Severe Storms hit Sydney 30th March 2014 2

IDR714-20140330095400After a warm autumn day, storms developed on the Southern Tablelands once again. A warning was issued for a cell though it seemed to be outflow dominant and it became rather disorganised. However, as the complex moved into the western Sydney region, the storm intensified on radar into a likely supercell about 8pm with golf ball sized hailstones observed. Another cell developed on the forward flank but there was a distinct and sudden break along the northern flank. Then rain suddenly began to fall from the new developing cell. A cell continued into the Mt Yengo National Park with warnings in the Wollombi region as a supercell with couplet once again passed through the region. Radar still to be posted on this interesting storm event!

Radar Scans of the storms in Sydney

2 thought on “Severe Storms hit Sydney 30th March 2014”
  1. Please find attached the rainfall plot for Sydney for the 24 hours till 9 am 31 March 2014.

    I was aware of a cluster of storms cells and showers well to the south around Goulburn area at around 3 pm but I did not think much of it and the cluster seemed highly disorganised.

    After sunset, I went outside to investigate what was going on to the south west and I was stunned that the system had made it all the way to Sydney. I was observing a cell with constant strobing lightning that was heading directly towards Blacktown.

    With my camera, I attempted to find a local spot for taking video film but was unable as the storm was travelling too fast. I found a small shelter to watch the storm outside. Soon that active region of the storm passed directly overhead with constant strobing lightning flashes within the cloud and continuous thunder audible. I did not see any cloud to ground lightning strikes while outside.

    The rainfall was initially light but as soon as the core passed overhead some wind ensured but the main impact was the torrential rain. There was no hail but the rain intensity was impressive and sustained. I made attempts to take photos during the most heavy burst of rain but it was difficult and I still need to review what I captured.

    This storm caused significant overland flows, water was gushing across the local roads, the adjacent park and storm water drains could not handle the deluge.

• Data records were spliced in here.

PR #339, opened 2025-06-05
feat: service mesh support

adhityaravi:
## Feature

- Added support to add the alertmanager charm to the istio service service mesh

## Context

    Referring to the attached rainfall plot it is clear the storm went through large areas of Western Sydney traversing from south west to north east. There is a heavy fall of 54 mm near St Clair and a fall of 49 mm at or near Box Hill. An area near Horsley Park received 40 mm and Blacktown had 34 to 39 mm. The heavy falls are hit and miss but the heavy falls are impressive given the duration.

    Interestingly for Blacktown where I live, this is the second intense thunderstorm for the week which has delivered up to 100 mm of rain from two such events, the first being 24 March and the second being the 30 March.

  2. Hi Harley, I would say the 54mm was not near St Clair but Birkshire Park or Shane Park. Flash Flooding occurred in the region and there were several reports of hail to the size of golf balls in the region of St Clair and Colyton.